Starting a Company in India

Like in any other countries across the world, starting a company in India also requires a lot of planning and activities before one can establish an organization successfully. Besides integration of a company there are many other official procedures required in starting a company in India.

There are five types of business entities obtainable in India:


  • Private Limited Company
  • Public Limited Company
  • Unlimited Company
  • Partnership
  • Sole Proprietorship

Difference between Private Limited Company and Public Limited Company

A Private Limited Company is restricted by shares with maximum 50 shareholders and minimum 2 shareholders. In this type of a legal entity public is not allowed for the subscription of shares or debentures with constraint on the transfer of shares. Moreover, the firm is also not entitled to make or allow payment from Public. The accountability of each shareholder is restricted to the extent of the due sum of the shares' face value and the premium thereon in context of the shares owned by him. However, the accountability of a Director / Manager of such a Company can be unrestricted at times.

A Public Limited Company is restricted with no limitations on the maximum number of shareholders, transfer of share and approval of public deposits. A limited company can have minimum 7 shareholders. The accountability of each shareholder is restricted to the amount of the due sum of the shares' face value and the premium thereon in context of the shares owned by him. However, the accountability of a Director / Manager of such a Company can be unrestricted at times.

Which business entity is suitable?

The preference of starting a company in India chiefly depends on respective situations. As compared to a Public Limited Company, Private Limited Company have minimal agreement constraints. Private Limited Company is the best choice when there is no need of elevating investments through a public issue and the proprietorship is projected to be strictly owned by restricted number of persons.

Methods for acquiring name consent for the proposed firm

To acquire name consent for the proposed company Form No. 1A is required to be submitted with the Registrar of Companies (ROC) of the state mentioning the address of the Registered Office of the projected Company along with the signature of one of the promoters.

The particulars to be acknowledged in the said application are:

Four optional names for the proposed company. (The name should be indicative of the main purpose of the company.
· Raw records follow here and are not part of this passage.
PR #784, opened 2020-08-21
✨ Process pulled workspaces

### LINKED ISSUE #748: Implement WorkspaceFeatures response processing
## Description
Process Workspace features response after a successful pull request and update given workspaces in the DB. 
Please note that the `workspace_id` you'll get from pull response will contain `serverId` of the given Workspace, not the local one so make sure you update the correct workspace.

## Dependencies
#737  #741

## Definition of done
- [ ] Add Tests

### LINKED ISSUE #749: Implement Workspace response processing
## Description
Process Client response after a successful pull request. Use 3WM extension methods for every sync-able property.

Xamarin implementation is using one method for processing **tags**, **clients**, **project**, **tasks** and **workspaces** it's called [processEntities](https://github.com/toggl/mobileapp/blob/8779617e49c7da8c9899d36061784dcbb13e4ebf/Toggl.Storage.Realm/Queries/WritePulledData.cs#L220). We probably won't be able to do the same but still have a look for a reference.

## Dependencies
#737  #741

## Definition of done
- [ ] Add Tests

heytherewill:
### Summary
This adds the code that actually persists the pulled workspaces

### Technical considerations
I noticed that the `projectsBillableByDefault` flag is not being used at all in our codebase; I added a note to fix this before we release. I also added some properties to the database workspace that were needed

I've made the methods in the WorkspaceDao `suspend fun`s because [of these recommendations](https://developer.android.com/reference/kotlin/androidx/room/package-summary#(androidx.room.RoomDatabase).withTransaction(kotlin.coroutines.SuspendFunction0))

I had to bundle two methods because we are persisting all the workspace features inside the workspace database, unlike what we did in the Xamarin app where there were two separate tables

### Relationships
Closes #748
Closes #749

### Pull Request checklist

### Pointers
Commit by commit is the way

### Review template

## Merge permissions
Anyone. anytime


api/src/main/java/com/toggl/api/clients/ErrorHandlingProxyClient.kt
```diff
@@ -118,7 +118,7 @@ internal class ErrorHandlingProxyClient @Inject constructor(
 
     override suspend fun pull(since: OffsetDateTime?): PullResponse {
         try {
-            return syncApi.pull(since?.toEpochSecond())
+            return syncApi.pull(since?.toInstant()?.toEpochMilli())
```
simonrozsival, line 121: Why milliseconds? The `/pull` endpoint expects seconds.

common-android/src/main/java/com/toggl/common/services/time/LastSinceDateStorage.kt
```diff
@@ -0,0 +1,29 @@
...
+import javax.inject.Inject
+import javax.inject.Singleton
+
+@Singleton
+class LastSinceDateStorage @Inject constructor(
+    private val sharedPreferences: SharedPreferences
+) {
+    private val lastSinceSharedPreferencesKey = "last_since"
+
+    fun getLastSince(): OffsetDateTime? {
```
simonrozsival, line 17: In this case, I honestly don't think you should convert it to the `OffsetDateTime` type. It would make more sense to have some type alias (if that's possible in Kotlin) for `Long` and simply store that number in the DB and then send that same number to the server. The `since` parameter was supposed to be a token that you don't need to interpret. The way we implemented it in the C# code was mostly to be backwards compatible to the old sync (which used `DateTimeOffset` based API in the repository). On the other hand, if you treat that timestamp you get from the server as milliseconds and convert it to the `OffsetDateTime` and then later you convert it back to _milliseconds_, you're going to get the same number of seconds in the end 🤷 😄

database/src/main/java/com/toggl/database/models/DatabaseWorkspace.kt
```diff
@@ -2,16 +2,24 @@ package com.toggl.database.models
...
     @PrimaryKey
     val id: Long = 0,
     val serverId: Long?,
     @Embedded(prefix = "name_")
     val name: StringSyncProperty,
-    val features: List<WorkspaceFeature>
+    val features: List<WorkspaceFeature>,
+    val projectsBillableByDefault: Boolean,
+    val isDeleted: Boolean,
+    val syncStatus: EntitySyncStatus
```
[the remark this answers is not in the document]
simonrozsival: Doing it explicitly is better IMO. Also the `EntitySyncStatus` also contains the failure state which property states can't have.

database/src/main/java/com/toggl/database/properties/EntitySyncStatus.kt
```diff
@@ -0,0 +1,7 @@
+package com.toggl.database.properties
+
+enum class EntitySyncStatus {
```
simonrozsival, line 3: `SyncFailed` should go here as well.

database/src/main/java/com/toggl/database/models/DatabaseWorkspace.kt
simonrozsival, line 24: In Realm entities we also had a `string LastSyncErrorMessage` property which would be `null` if there wasn't any error and the text of the error message returned from the API if sync of that entity failed. It was then displayed in the edit view:
image

I'm not saying we should implement it the same way, but there should be a way of storing the sync error for each creatable/editable entity.

repository/src/test/java/com/toggl/repository/RepositoryTest.kt
```diff
@@ -378,4 +381,28 @@ class RepositoryTest : CoroutineTest() {
             editor.putString(ApiTokenProvider.apiToken, token.toString())
         }
     }
+
+    @Test
+    fun `the clear all method cleans the sync api token`() = runBlockingTest {
```
simonrozsival, line 386: The test name doesn't seem related to what the test does, is that a copy&pasta issue or am I missing something? Shouldn't it be `the clear all method cleans the last since timestamp` or something like that?

sync/src/main/java/com/toggl/sync/processing/ProcessWorkspaces.kt
```diff
@@ -0,0 +1,45 @@
...
+
+import com.toggl.api.models.ApiWorkspace
+import com.toggl.api.models.ApiWorkspaceFeature
+import com.toggl.database.dao.WorkspaceDao
+import com.toggl.database.models.DatabaseWorkspace
+import com.toggl.database.properties.EntitySyncStatus
+import com.toggl.database.properties.StringSyncProperty
+import com.toggl.models.domain.WorkspaceFeature
+
+internal suspend fun processWorkspaces(
```
simonrozsival, line 11: If this is a "free floating function" here, I think the name should mention that it's supposed to be used for processing the workspace after the data was _pulled_ from the server. In Xamarin, I believe this method was under a query specifically intended for saving _pull_ response.
```suggestion
internal suspend fun processPulledWorkspaces(
```

simonrozsival (changes requested):

sync/src/main/java/com/toggl/sync/processing/ProcessWorkspaces.kt
```diff
@@ -0,0 +1,47 @@
...
+        val apiWorkspaceFeature = apiWorkspaceFeatures.firstOrNull { it.workspaceId == apiWorkspace.id }
+
+        if (localWorkspace == null) {
+            if (isServerDeleted)
+                continue
+
+            val newWorkspace = apiWorkspace.toDatabaseWorkspace(apiWorkspaceFeature)
+            workspaceDao.insert(newWorkspace)
+            continue
+        }
```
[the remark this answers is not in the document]
heytherewill: For papertrail reasons: This is fixed by the outstanding push step

api/src/main/java/com/toggl/api/clients/ErrorHandlingProxyClient.kt
heytherewill: Oh, then the bug wasn't here, it was in the other point of the app 😄

simonrozsival (approved):
Yep, LGTM 👍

Explanation for the proposed name is required to be mentioned in the application)
Names and addresses of the promoters (For a public company it should be minimum 7 and for private company it should be 2).
Certified Capital of the projected company.
Chief items of the proposed company.
Names of other group firms.

Memorandum of Association (MOA) and the Articles of Association (AOA) of a company

After the name consent letter is received from the ROC, the next step is to draft the MOA and AOA. The MOA states the chief, auxiliary and other items of the proposed firm while the AOA incorporates the guidelines for the standard conduct of the proposed firm. It also mentions the certified share capital of the projected firm and the names of its permanent directors.

Both the MOA and AOA need to be stamped along with the payment of the stamp duty which depends on the certified share capital.

Documents required to be completed for starting a company in India

The following credentials are required to be signed before they are presented to the ROC:

MOA and AOA - These documents should be filled by the promoters themselves and in the presence of an observer mentioning their full name, father's name, occupation, residential address, number of shares subscribed for, etc.

  • Form No. 1 - Form No. 1 is an announcement which needs to be performed on a non- legal stamp paper of Rs 20 by any one of the directors of the projected firm or Attorneys or Advocates, etc. mentioning that all the obligations of the integration have been observed.
  • Form No. 18 - This form is required to be filled by any one of the directors of the company notifying the address of the registered office of the proposed firm to the ROC.
  • Form No. 29 - This is an approval acquired from all the proposed directors of the suggested firm to operate as directors of the proposed company. This form is not applicable in case of a private firm.
  • Form No. 32 - This is a form affirming the details of selection of the proposed board of directors from the date of integration of the suggested company and is signed by one of the acting directors.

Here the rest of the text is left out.